The visitors are greeted in Mexico, August 1963. Sponsored by the City of New Orleans’ International Relations Committee and the Office of international Relations, the 10-day trip included visits to Cuernavaca, Taxco, Mexico City and Acapulco. Official receptions and opportunities for sightseeing were included in the itinerary.
In August of 1963, 88 people representing the City of New Orleans embarked on a “Mission to Mexico,” led by Mayor Victor Schiro. The group was primarily composed of city officials, staff and their families, but there were also members of city boards and commissions, such as the Civic Beautification Association. According to Mayor Schiro, it was the first time in New Orleans history that a group had embarked to a foreign country as goodwill representatives of the city.

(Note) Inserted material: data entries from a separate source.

PR #32, opened 2019-12-07
Migrate the static documentation to ex_doc

oltarasenko:


Ziinc:
Will we be using https://oltarasenko.github.io/crawly/ or the one on hexdocs https://hexdocs.pm/crawly/api-reference.html ? if we're using the hexdocs endpoint, then i'll remove files for the github pages

Ziinc:
the site at hexdocs has a higher google ranking

oltarasenko:
I would move to hexdocs eventually. The problem here is that current github pages has several links from articles I have written before. So I would want to keep it for some time (or to make a link from github pages to hexdocs (I kind of like what I see on hexdocs already))

Ziinc:
Looks good to me, I've made more edits and merged some sections of the guide. I've also grouped the modules together based on reader relevance.

I think the docs can be made more concise, but I'll do that on a separate PR.

Ziinc:
travis checks failed for a non-related test. Good to merge

oltarasenko:
I think one of the tests has a race condition. I will merge this now.

PR #38, opened 2019-12-20
Allow to specify HTTPoison options directly in config

oltarasenko:
Made in order to address the: https://github.com/oltarasenko/crawly/issues/33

The purposes of the trip were: to discuss the placement of a statue of Mexican hero Benito Juarez in the Garden of the Americas on Basin Street; to discuss plans to increase tourism and commerce between New Orleans and Mexico; and to give city officials the opportunity to observe Mexico City’s municipal facilities, administrations and procedures.
Also on the agenda: presenting the gift of a live pelican to the President of Mexico. When New Orleans couldn’t find a brown pelican nearby (even though it was only a few years before the brown pelican was officially named the Louisiana State Bird), they had Audubon Park’s superintendent George Douglass obtain one from the zoo in Fort Worth, Texas – one they assured the mayor had been born on the Louisiana Gulf Coast. The Mayor held a secret meeting at City Hall the day before departure to brainstorm a name. The decided-upon name was “El Hombrecito,” in honor of John Chase’s New Orleans citizen character “Little Man” featured in his popular States-Item cartoon.
It seems word got out about New Orleans’ lack of pelicans. A week after the Mexico visit, the mayor of St. Petersburg, Florida, reached out to Mayor Schiro with an offer to donate several brown pelicans to the city of New Orleans as a gesture of friendship.